Collected data:
PR #1618, opened 2026-03-27
Improved Landing

AlexGraefe:


ArisMorgens:
Taking over this PR from @AlexGraefe.

This PR adds a new, high-level commander command, `land_precise`, for more accurate landings.

Instead of a single straight-line descent, the Crazyflie hovers above the target with temporarily-tuned controller gains to let horizontal error settle out before the final descent.

This works well when there's accurate positioning data (Lighthouse or MoCap), enabling the Crazyflie to react to external disturbances. Good for successfully landing on Crazyflie Brushless charging docks.

### Here's a list of the main changes:

- **Controller layer**: added `enterPreciseLand()`/`exitPreciseLand()` to the existing controller dispatch table, so the planner can ask "the active controller" to temporarily swap in precise-landing gains without needing to know which controller is running. Currently, only PID and Mellinger have their own precise-landing gains (each with their own param group for tuning them);.
- **Planner**: new `plan_precise_land()` builds the 3-segment hover-then-descend trajectory via a new `TRAJECTORY_STATE_PRECISE_LANDING` state, and calls the controller to swap gains for the duration. Gains are restored if the landing is completed or interrupted.
- **High-level commander**: new CRTP command `COMMAND_LAND_PRECISE` with its own packet struct and public API (`crtpCommanderHighLevelPreciseLand()`).

PR #1619, opened 2026-03-30
Use direct to task notification to wake up sensors task

reucsan:
This PR is a minor improvement for optimizing the sensor task. Previously a binary semaphore was used to wake up the sensor task from the IMU ISR. Based on the FreeRTOS documentation, direct to task notifications have better performance and use less RAM.

> A direct to task notification is an event sent directly to a task, rather than indirectly to a task via an intermediary object such as a queue, event group or semaphore.

> Unblocking an RTOS task with a direct notification is 35% faster and uses less RAM than unblocking a task using an intermediary object such as a binary semaphore.

https://www.freertos.org/Documentation/02-Kernel/02-Kernel-features/03-Direct-to-task-notifications/01-Task-notifications


ataffanel (commented):
Looks good, thanks!

PR #584, opened 2026-06-19
zml/build: bump bazel to 8.7.0

neudinger:


cerisier (approved):
Nothing major or interesting for us there apart from general improvements so LGTM :)

PR #586, opened 2026-06-19
zml/io: rework `zml.io.load`

Corendos:
The old `zml.io.load` was plagued with problems. This PR is an attempt at improving the state of things.

One major problem of `zml.io.load` was that it was not very composable. It was either using it to load all the model or doing everything by hand.

Another problem was that it didn't offer a way to apply transformations at load time to the tensors stored in a safetensors file. For example, it happens that for MoE models, instead of the experts weights to be tightly packed in a nice 3D tensor, the weight file contain one tensor for each expert. This is nice until your implementation required a 3D tensor as input. Using the old `zml.io.load` API this resulted in very convoluted way to do concatenation at load time. With this new API, we offer convenience so that it can be handled nicely and as fast as possible.

The main change is the introduction of the `Loader` struct. It's a struct that you instantiate once and reuse whenever you want to load tensors. It relies on `Binding`, which are a way to store which tensor are required and how they need to be combined (if it's a complex binding involving more than one source tensor).

One advantage of this `Loader` is that it's composable. Loading a struct using `Loader.auto(Struct)` or loading each individual field of `Struct` has essentially the same behavior. This solved the major problem of the old solution.

For simplicity I kept the old model loading code almost identical, as this new solution is a drop-in replacement.

# Update

After some discussions with @gwenzek I've changed my mind. Instead of having a declarative API, we'll provide helper to do transformation easily. The main changes that this PR now bring are:
* Introduce `Loader` struct
* `Loader` exposes `load` which is the composable replacement of `zml.io.load`
* `Loader` exposes `loadExecute` that allows you to execute an executable with the buffers loaded from the sources associated with a tensor. This allows for example to concatenate tensors.

We'll continue to work on it, this is just a preliminary work that allows us to do transformation at load time in LLMD.


examples/io/main.zig
```diff
@@ -200,21 +200,27 @@ pub fn main(init: std.process.Init) !void {
...
-                .total_bytes = &total_bytes,
             });
+            defer loader.deinit();
+
+            loader.auto(io, AllTensorsModel, &model, &buffers, &store, &.{sharded_sharding}, .{ .progress = &progress });
+            try loader.await(io);
+
+            const took = now.untilNow(io, .awake);
+            const total_bytes = loader.bytes_loaded.raw;
+            const bytes_per_sec: u64 = @intFromFloat(@as(f64, @floatFromInt(total_bytes)) / (@as(f64, @floatFromInt(took.nanoseconds)) / std.time.ns_per_s));
```
gwenzek, line 222: this would be clearer if all computation was done in u64. `totat_bytes * ns_per_s / took.ns` (also we have stdx.math.divFloat`)

examples/io/main.zig
```diff
@@ -200,21 +200,27 @@ pub fn main(init: std.process.Init) !void {
...
+            var loader: zml.io.Loader = try .init(allocator, platform, .{
                 .parallelism = 8,
                 .dma_chunks = 16,
                 .dma_chunk_size = 64 * zml.MiB,
-                .progress = &progress,
-                .total_bytes = &total_bytes,
             });
+            defer loader.deinit();
+
+            loader.auto(io, AllTensorsModel, &model, &buffers, &store, &.{sharded_sharding}, .{ .progress = &progress });
```
gwenzek: I will repeat it until I'm dead: "auto is a bad name". It's a computer, everything is automatic. 
`loader.loadAllAsync` would be better, or `loader.loadModelAsync`

gwenzek (commented):
TBH I don't like that you're pushing the concept of Binding inside the store.
I would have kept it loading side. 

I also don't like that it's declarative bindings, I would have preferred leveraging Loader apis directly from a `model.loadBuffer`.

You'll notice that it's more ceremonious to `unloadBuffer` than `loadBuffer`, even though the first one is decref in a for loop, and the other one has a lot of logic, choices, and interaction with the hardware.

I would allow custom `loadBuffer` and expose API to make concatenation / transformation easy in `loadBuffer`.

zml/io.zig
```diff
@@ -1071,127 +1190,229 @@ pub const LoadOpts = struct {
...
-    });
-    defer span.end();
+    dma_allocators: []const mem.DmaAllocator,
+    dma_chunk_size: usize,
+    pinned_buffer_pools: []mem.DynamicBufferPool,
+    group: stdx.Io.LimitedGroup,
+    bytes_loaded: std.atomic.Value(usize) = .init(0),
+
+    pub const Opts = struct {
+        pub const auto: Opts = .{
```
Finistere: nitpick: Wouldn't it be simpler to have default values? Or a `pub const default: Options` maybe?

zml/io.zig
```diff
@@ -1071,127 +1190,229 @@ pub const LoadOpts = struct {
...
+        };
+
+        meta.forEachVisit(model, *const Tensor, struct {
+            fn call(i: usize, tensor: *const Tensor, ctx_: *Ctx) void {
+                ctx_.self.group.async(ctx_.io, autoCallback, .{ ctx_.self, ctx_.io, tensor, ctx_.buffers[i], ctx_.store, ctx_.shardings, ctx_.opts });
+            }
+        }.call, .{&ctx});
+    }
+
+    fn autoCallback(self: *Loader, io: std.Io, tensor: *const Tensor, buffer: *Buffer, store: *const TensorStore, shardings: []const Sharding, opts: AutoOpts) void {
```
Finistere: `defaultCallback`?

examples/io/main.zig
Finistere: I would consider just using `load` for now, it's the only function to load a model anyway. Other cases, if any, might have better names

zml/io.zig
```diff
@@ -24,31 +24,33 @@ const log = std.log.scoped(.@"zml/io");
...
 
     pub fn deinit(self: *TensorStore) void {
         self.id_map.deinit(self.allocator);
+        self.arena.deinit();
     }
 
-    fn bindIdToKey(self: *TensorStore, key: []const u8, id: usize) !void {
-        const tensor_desc_ptr = self.registry.tensors.getPtr(key).?;
-
+    fn addBinding(self: *TensorStore, id: usize, binding: Binding) !void {
```
Finistere: nitpick: I would have named it `putUniqueBinding`

zml/io.zig
```diff
@@ -24,31 +24,33 @@ const log = std.log.scoped(.@"zml/io");
 
 pub const TensorStore = struct {
     registry: *safetensors.TensorRegistry,
-    id_map: std.AutoHashMapUnmanaged(usize, *safetensors.Tensor),
+    id_map: std.AutoHashMapUnmanaged(usize, Binding),
```
Finistere: nitpick: maybe `bindings`? or `id_to_binding`? `id_map` feels a bit too generic IMHO.

zml/io.zig
```diff
@@ -134,18 +142,28 @@ pub const TensorStore = struct {
         }
 
         pub fn maybeCreateTensor(self: View, subkey: []const u8, tagz: anytype, partitioning: anytype) ?Tensor {
-            var buffer: [256]u8 = undefined;
-            const key = std.fmt.bufPrint(&buffer, "{s}{s}", .{ self.prefix() orelse "", subkey }) catch unreachable;
+            return self.maybeCreateBinding(.{ .direct = subkey }, tagz, partitioning) catch unreachable;
```
Finistere: Not the only place I'm seeing this, but it's unclear why it's unreachable at all here. If it's truly unreachable, could you please add a `@panic("explain why this should be unreachable")` or be clearer with something like `@panic("error not handled")`?

Finistere (approved):

zml/io.zig
Corendos: What do you think of `putBindingNoClobber` to follow Zig's convention ?

zml/io.zig
Corendos: Yes, I kept the `.auto` we had before but I can rename to `.default`

zml/io.zig
Corendos: Addressed in https://github.com/zml/zml/pull/586/commits/2fd177c62fb9e94baafc0a9e275cca2e958bb939

zml/io.zig
Corendos: Addressed in https://github.com/zml/zml/pull/586/commits/b73b30a124593cc9d874c0ba9a0bcd4361e258c7

zml/io.zig
Corendos: Addressed in https://github.com/zml/zml/pull/586/commits/51c8ce6faac2adc05ad96f2fc12af0f711226b31

zml/io.zig
Corendos: Addressed in https://github.com/zml/zml/pull/586/commits/560a98ac8a584f34eac18828b96f54e31bb8647f

examples/io/main.zig
Corendos: Addressed in https://github.com/zml/zml/pull/586/commits/560a98ac8a584f34eac18828b96f54e31bb8647f

examples/io/main.zig
Corendos: Addressed in https://github.com/zml/zml/pull/586/commits/e2865df46e5307f2d502d151df829b2e1e366c80

zml/io.zig
Corendos: On second thought, `maybeCreateBinding` should not return an error so I just added `catch unreachable` everywhere in https://github.com/zml/zml/pull/586/commits/b73b30a124593cc9d874c0ba9a0bcd4361e258c7

Also, I agree that in general we should put explicit error message but in that case, it's not expected that it will fail and if that's the case the stack trace is enough to debug.

For example, in `putBindingNoClobber` I added a `@panic` because that can happen and it's useful for users. But would an allocation fail, I think it's not really useful to print an error message.

Finistere: If you consider that you don't want to handle allocation failure there, consider adding a `@panic("not handling allocation failure")` or something similar. That tells me what you're deliberately ignoring, and helps me if I ever need to touch that code in the future. `unreachable` is unhelpful when the `maybeCreateBinding` function has 70+ loc without any explicit error type.

Corendos: Ok, yeah makes sense. I'll improve that.

gwenzek: in general I use `@panic("message")` if I intend a user to read the message.
I try to reserve `unreachable` when you can prove that it's effectively unreachable. eg `if (x == 0) return; const y = std.math.divCeil(64, x) catch unreachable;` and prefer to leave a comment if non trivial.

gwenzek (approved):
thanks for the improvements, let's iterate on this API.

zml/io.zig
```diff
@@ -209,6 +295,263 @@ pub const TensorStore = struct {
...
+                        defer node.end();
+                        writer.setProgress(&node);
+                        defer writer.setProgress(null);
+                        var progress_writer: ProgressWriter = .init(writer.interface(), &node, .{ .scale = scale });
+
+                        var total: usize = 0;
+                        for (concatenate.tensors) |t| {
+                            var reader = t.reader(io, &.{}, .{}) catch unreachable;
+                            defer reader.deinit();
+                            total += reader.interface.streamRemaining(writer.interface()) catch unreachable;
```
elogir: shouldn't it be `&progress_writer.interface`?

Corendos: Good catch, addressed in https://github.com/zml/zml/pull/586/commits/71fef095fefdda606eb30f561a9ca740ab1365cc

examples/io/main.zig
Corendos: Actually I've reverted because large model where causing overflows

gwenzek (approved):

PR #587, opened 2026-06-19
attention: support `is_causal` option in Triton and Mosaic paged-attn kernels

tgautie:
We add suport for is_causal option in Triton and Mosaic paged-attention kernels, by adapting the mask-generation logic


Corendos (approved):

tgautie:
Note: this was tested to not add changes at the IR level in the default causal=true case, using the dsl-harness tool (from monorepo branch `raphael/dsl-harness-temp`).

PR #588, opened 2026-06-19
zml/attention: tune triton kernel for oneAPI performance

elogir:
Speeds up paged-attention decode on the Intel/oneAPI backend


elogir:
Note that I duplicated code on purpose in order not to mess with the working code for other platforms (until we fix the root cause that slows Triton / implement a sycl kernel)

Corendos (approved):

PR #591, opened 2026-06-22
third_party/iree: match all added tokens

elogir:
IREE's tokenizer only registered added tokens for pre-segmentation matching if they were flagged special or normalized. Tokens that are neither (e.g. <think> was dropped)

The fix is to match all added tokens


Finistere (approved):
nice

TASK. Scan the lines above for the word "shardings". Return each one that has it.

ANSWER SECTION.
+                ctx_.self.group.async(ctx_.io, autoCallback, .{ ctx_.self, ctx_.io, tensor, ctx_.buffers[i], ctx_.store, ctx_.shardings, ctx_.opts });
+    fn autoCallback(self: *Loader, io: std.Io, tensor: *const Tensor, buffer: *Buffer, store: *const TensorStore, shardings: []const Sharding, opts: AutoOpts) void {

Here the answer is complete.